Start of DATA FOR THE TASK

PR #775, opened 2018-07-20
Add Asahi Kasei AK5720 24-bit stereo ADC

yankee14:
Add Asahi Kasei AK5720 24-bit stereo audio analog-to-digital converter.

[Datasheet](https://www.akm.com/akm/en/file/datasheet/AK5720VT.pdf)\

End of DATA FOR THE TASK

■ **ASSIGNED TASK**
The task here is to output the line with "Add Asahi Kasei AK5720 24-bit stereo ADC" and all lines after it to the end of the records above, exactly and only those.

■ **TASK SOLUTION**
Add Asahi Kasei AK5720 24-bit stereo ADC

yankee14:
Add Asahi Kasei AK5720 24-bit stereo audio analog-to-digital converter.

[Datasheet](https://www.akm.com/akm/en/file/datasheet/AK5720VT.pdf)\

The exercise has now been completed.